**WORK ORDER:**
Using the material below, write out every entry exactly.

RECORDS FOR THE TASK below:

PR #4564, opened 2021-01-21
Fix return type of `has_sorted_indices` of sparse array

asi1024:
```py
>>> import scipy.sparse
>>> scipy.sparse.random(3, 4).tocsc().has_sorted_indices
1
>>> import cupyx.scipy.sparse
>>> cupyx.scipy.sparse.random(3, 4).tocsc().has_sorted_indices
True
```

### DIFF
--- a/tests/cupyx_tests/scipy_tests/sparse_tests/test_csc.py
+++ b/tests/cupyx_tests/scipy_tests/sparse_tests/test_csc.py
@@ -890,10 +890,19 @@ class TestCscMatrixScipyComparison(unittest.TestCase):
         assert 2 == len(M.indices)  # unaffected content
         return M
 
+    @testing.with_requires('scipy>1.6.0')
     @testing.numpy_cupy_equal(sp_name='sp')
     def test_has_sorted_indices(self, xp, sp):
         m = self.make(xp, sp, self.dtype)
         return m.has_sorted_indices
+
+    # TODO(asi1024): Remove test after the fixed version is released.
+    # https://github.com/scipy/scipy/pull/13426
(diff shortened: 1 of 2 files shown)


toslunar:
I posted scipy/scipy#13408.

asi1024:
@toslunar Should we add a workaround in the test code instead?

toslunar:
scipy/scipy#13408 is fixed :tada:

> Should we add a workaround in the test code instead?

Yes.  Even though the fixed SciPy hasn't been released, I'd edit the test rather than changing the behavior back and forth.

asi1024:
@toslunar PTAL!

tests/cupyx_tests/scipy_tests/sparse_tests/test_csc.py
```diff
@@ -890,11 +890,20 @@ def test_has_canonical_format4(self, xp, sp):
         assert 2 == len(M.indices)  # unaffected content
         return M
 
+    @testing.with_requires('scipy>1.6.0')
```
toslunar, line 893: Maybe `scipy>=1.7`?

asi1024: Won't this SciPy's bug be fixed in 1.6.1?

toslunar: You are right.  The SciPy PR has the `backport-candidate` label.

toslunar:
pfnCI, test this please.

toslunar (approved):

End of RECORDS FOR THE TASK.

**SOLUTION FOR THIS PROBLEM:**
PR #4564, opened 2021-01-21
Fix return type of `has_sorted_indices` of sparse array

asi1024:
```py
>>> import scipy.sparse
>>> scipy.sparse.random(3, 4).tocsc().has_sorted_indices
1
>>> import cupyx.scipy.sparse
>>> cupyx.scipy.sparse.random(3, 4).tocsc().has_sorted_indices
True
```

### DIFF
--- a/tests/cupyx_tests/scipy_tests/sparse_tests/test_csc.py
+++ b/tests/cupyx_tests/scipy_tests/sparse_tests/test_csc.py
@@ -890,10 +890,19 @@ class TestCscMatrixScipyComparison(unittest.TestCase):
         assert 2 == len(M.indices)  # unaffected content
         return M
 
+    @testing.with_requires('scipy>1.6.0')
     @testing.numpy_cupy_equal(sp_name='sp')
     def test_has_sorted_indices(self, xp, sp):
         m = self.make(xp, sp, self.dtype)
         return m.has_sorted_indices
+
+    # TODO(asi1024): Remove test after the fixed version is released.
+    # https://github.com/scipy/scipy/pull/13426
(diff shortened: 1 of 2 files shown)


toslunar:
I posted scipy/scipy#13408.

asi1024:
@toslunar Should we add a workaround in the test code instead?

toslunar:
scipy/scipy#13408 is fixed :tada:

> Should we add a workaround in the test code instead?

Yes.  Even though the fixed SciPy hasn't been released, I'd edit the test rather than changing the behavior back and forth.

asi1024:
@toslunar PTAL!

tests/cupyx_tests/scipy_tests/sparse_tests/test_csc.py
```diff
@@ -890,11 +890,20 @@ def test_has_canonical_format4(self, xp, sp):
         assert 2 == len(M.indices)  # unaffected content
         return M
 
+    @testing.with_requires('scipy>1.6.0')
```
toslunar, line 893: Maybe `scipy>=1.7`?

asi1024: Won't this SciPy's bug be fixed in 1.6.1?

toslunar: You are right.  The SciPy PR has the `backport-candidate` label.

toslunar:
pfnCI, test this please.

toslunar (approved):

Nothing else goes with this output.